### EXERCISE REQUIREMENTS
For the entries that follow, restate word for word the line containing "823 unit tests", the line containing "the first place.", and every line that lies between them.

### PROVIDED DATA
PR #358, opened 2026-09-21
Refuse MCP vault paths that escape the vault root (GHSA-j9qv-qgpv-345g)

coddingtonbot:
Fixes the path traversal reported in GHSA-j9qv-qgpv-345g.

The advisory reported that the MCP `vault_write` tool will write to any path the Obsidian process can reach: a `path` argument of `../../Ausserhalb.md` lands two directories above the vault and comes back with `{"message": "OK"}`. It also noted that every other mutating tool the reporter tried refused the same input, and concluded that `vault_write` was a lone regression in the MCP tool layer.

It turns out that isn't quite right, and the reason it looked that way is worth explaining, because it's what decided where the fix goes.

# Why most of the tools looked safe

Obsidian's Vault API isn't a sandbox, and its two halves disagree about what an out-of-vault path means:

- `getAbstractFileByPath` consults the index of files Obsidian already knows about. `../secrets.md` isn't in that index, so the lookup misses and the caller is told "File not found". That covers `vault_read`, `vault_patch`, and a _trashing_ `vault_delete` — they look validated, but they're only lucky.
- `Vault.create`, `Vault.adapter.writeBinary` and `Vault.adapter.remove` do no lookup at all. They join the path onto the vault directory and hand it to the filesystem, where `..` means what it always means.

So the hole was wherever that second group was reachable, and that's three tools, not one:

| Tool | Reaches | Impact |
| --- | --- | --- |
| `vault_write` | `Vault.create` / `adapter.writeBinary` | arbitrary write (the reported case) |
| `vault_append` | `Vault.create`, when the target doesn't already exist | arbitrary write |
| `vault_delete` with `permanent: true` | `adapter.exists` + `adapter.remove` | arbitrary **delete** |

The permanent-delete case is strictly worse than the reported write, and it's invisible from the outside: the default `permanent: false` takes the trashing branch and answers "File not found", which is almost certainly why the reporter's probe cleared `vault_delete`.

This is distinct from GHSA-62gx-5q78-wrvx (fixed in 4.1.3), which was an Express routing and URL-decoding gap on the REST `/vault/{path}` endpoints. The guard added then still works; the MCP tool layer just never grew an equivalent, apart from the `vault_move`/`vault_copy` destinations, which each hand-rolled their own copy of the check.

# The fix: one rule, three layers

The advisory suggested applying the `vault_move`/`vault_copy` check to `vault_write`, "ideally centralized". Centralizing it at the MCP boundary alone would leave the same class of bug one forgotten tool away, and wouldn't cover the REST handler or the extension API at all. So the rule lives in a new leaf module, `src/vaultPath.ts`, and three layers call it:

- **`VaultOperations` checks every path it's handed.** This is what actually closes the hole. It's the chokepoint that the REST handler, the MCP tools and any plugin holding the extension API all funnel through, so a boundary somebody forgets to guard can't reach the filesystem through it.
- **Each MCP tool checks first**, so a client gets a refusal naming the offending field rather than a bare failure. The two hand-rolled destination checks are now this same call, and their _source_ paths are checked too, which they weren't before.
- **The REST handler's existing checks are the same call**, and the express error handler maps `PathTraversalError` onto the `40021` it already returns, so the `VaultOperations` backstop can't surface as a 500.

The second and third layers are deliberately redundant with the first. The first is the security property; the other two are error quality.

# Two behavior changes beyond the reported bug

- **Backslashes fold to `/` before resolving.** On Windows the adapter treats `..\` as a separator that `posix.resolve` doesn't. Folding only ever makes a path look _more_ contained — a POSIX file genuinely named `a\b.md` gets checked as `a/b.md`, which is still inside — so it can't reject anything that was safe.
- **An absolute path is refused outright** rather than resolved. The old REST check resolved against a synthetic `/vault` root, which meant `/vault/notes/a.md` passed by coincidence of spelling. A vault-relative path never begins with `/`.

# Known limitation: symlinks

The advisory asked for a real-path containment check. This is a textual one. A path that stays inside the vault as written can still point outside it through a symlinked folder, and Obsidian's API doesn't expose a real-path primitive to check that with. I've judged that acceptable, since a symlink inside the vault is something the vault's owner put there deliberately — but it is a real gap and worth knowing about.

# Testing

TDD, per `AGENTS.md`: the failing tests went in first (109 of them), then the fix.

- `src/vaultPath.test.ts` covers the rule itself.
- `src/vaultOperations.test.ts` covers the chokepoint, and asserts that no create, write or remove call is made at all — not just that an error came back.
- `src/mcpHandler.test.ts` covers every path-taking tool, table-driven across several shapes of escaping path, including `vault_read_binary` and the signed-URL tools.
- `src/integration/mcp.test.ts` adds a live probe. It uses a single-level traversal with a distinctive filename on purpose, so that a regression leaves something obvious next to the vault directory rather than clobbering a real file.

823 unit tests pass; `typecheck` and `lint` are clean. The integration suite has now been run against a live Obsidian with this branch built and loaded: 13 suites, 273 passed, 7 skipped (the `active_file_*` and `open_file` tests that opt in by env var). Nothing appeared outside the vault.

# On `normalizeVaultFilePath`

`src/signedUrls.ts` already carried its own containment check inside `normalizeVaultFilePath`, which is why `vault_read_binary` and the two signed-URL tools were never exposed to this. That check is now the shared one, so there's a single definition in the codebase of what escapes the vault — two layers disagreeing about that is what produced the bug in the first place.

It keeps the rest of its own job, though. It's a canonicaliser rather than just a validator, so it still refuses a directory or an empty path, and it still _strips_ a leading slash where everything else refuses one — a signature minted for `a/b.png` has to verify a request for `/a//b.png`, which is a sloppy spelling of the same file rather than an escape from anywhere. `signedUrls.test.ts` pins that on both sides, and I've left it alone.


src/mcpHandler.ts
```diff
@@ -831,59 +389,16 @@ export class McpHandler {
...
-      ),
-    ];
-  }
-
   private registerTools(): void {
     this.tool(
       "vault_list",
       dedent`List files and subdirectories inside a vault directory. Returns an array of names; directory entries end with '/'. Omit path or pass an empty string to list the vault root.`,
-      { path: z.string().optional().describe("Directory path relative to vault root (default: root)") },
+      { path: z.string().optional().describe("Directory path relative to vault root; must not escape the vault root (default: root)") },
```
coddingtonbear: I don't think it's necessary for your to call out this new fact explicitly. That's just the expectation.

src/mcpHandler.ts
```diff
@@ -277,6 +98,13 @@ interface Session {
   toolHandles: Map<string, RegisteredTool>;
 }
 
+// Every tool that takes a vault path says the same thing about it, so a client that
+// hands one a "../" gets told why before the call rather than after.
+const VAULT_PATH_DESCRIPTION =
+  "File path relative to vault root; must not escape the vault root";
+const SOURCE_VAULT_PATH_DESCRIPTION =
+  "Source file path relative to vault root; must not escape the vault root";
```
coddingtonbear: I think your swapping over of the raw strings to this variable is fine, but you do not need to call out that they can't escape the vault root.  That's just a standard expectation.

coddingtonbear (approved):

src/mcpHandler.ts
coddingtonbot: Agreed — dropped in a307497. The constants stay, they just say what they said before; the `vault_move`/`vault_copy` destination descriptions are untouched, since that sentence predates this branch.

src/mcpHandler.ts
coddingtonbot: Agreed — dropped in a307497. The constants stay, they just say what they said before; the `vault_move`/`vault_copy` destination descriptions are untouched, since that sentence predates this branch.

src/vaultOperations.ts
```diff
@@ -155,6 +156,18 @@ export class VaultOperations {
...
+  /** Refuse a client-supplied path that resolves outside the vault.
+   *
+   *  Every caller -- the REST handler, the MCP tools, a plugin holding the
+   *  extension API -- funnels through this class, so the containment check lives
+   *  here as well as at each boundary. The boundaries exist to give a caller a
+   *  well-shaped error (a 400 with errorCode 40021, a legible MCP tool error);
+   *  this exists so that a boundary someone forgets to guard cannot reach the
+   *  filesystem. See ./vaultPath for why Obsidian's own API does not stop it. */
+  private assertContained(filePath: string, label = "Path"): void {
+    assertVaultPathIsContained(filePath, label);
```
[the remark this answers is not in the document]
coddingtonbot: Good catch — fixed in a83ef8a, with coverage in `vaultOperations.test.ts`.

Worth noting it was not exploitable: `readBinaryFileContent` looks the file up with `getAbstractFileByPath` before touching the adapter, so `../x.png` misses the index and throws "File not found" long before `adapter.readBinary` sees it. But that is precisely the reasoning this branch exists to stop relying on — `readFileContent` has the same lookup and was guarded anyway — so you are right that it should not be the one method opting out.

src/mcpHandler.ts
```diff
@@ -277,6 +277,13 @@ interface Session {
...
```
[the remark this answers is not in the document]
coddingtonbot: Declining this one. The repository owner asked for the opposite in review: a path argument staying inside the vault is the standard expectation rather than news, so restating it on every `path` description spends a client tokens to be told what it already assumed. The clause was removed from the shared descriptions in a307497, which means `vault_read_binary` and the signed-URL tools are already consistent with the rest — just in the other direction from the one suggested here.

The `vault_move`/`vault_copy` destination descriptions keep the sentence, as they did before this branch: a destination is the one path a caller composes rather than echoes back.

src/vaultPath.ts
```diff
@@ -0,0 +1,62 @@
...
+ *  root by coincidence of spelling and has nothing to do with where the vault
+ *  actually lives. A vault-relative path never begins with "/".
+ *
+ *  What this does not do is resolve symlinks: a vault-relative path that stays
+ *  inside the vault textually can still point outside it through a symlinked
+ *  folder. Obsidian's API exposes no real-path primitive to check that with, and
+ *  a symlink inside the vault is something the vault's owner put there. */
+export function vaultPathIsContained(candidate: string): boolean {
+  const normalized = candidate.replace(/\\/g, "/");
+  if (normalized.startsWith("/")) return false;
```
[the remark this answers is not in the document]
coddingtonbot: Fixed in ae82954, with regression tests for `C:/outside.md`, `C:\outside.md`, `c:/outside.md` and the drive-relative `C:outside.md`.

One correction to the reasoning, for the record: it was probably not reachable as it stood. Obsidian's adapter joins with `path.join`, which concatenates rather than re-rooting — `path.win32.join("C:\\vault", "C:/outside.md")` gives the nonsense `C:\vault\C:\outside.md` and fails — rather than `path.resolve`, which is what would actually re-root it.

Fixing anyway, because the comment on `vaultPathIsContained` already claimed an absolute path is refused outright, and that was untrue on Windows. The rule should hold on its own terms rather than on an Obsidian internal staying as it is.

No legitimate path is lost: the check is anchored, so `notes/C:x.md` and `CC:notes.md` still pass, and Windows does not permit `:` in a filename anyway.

### SOLUTION
823 unit tests pass; `typecheck` and `lint` are clean. The integration suite has now been run against a live Obsidian with this branch built and loaded: 13 suites, 273 passed, 7 skipped (the `active_file_*` and `open_file` tests that opt in by env var). Nothing appeared outside the vault.

# On `normalizeVaultFilePath`

`src/signedUrls.ts` already carried its own containment check inside `normalizeVaultFilePath`, which is why `vault_read_binary` and the two signed-URL tools were never exposed to this. That check is now the shared one, so there's a single definition in the codebase of what escapes the vault — two layers disagreeing about that is what produced the bug in the first place.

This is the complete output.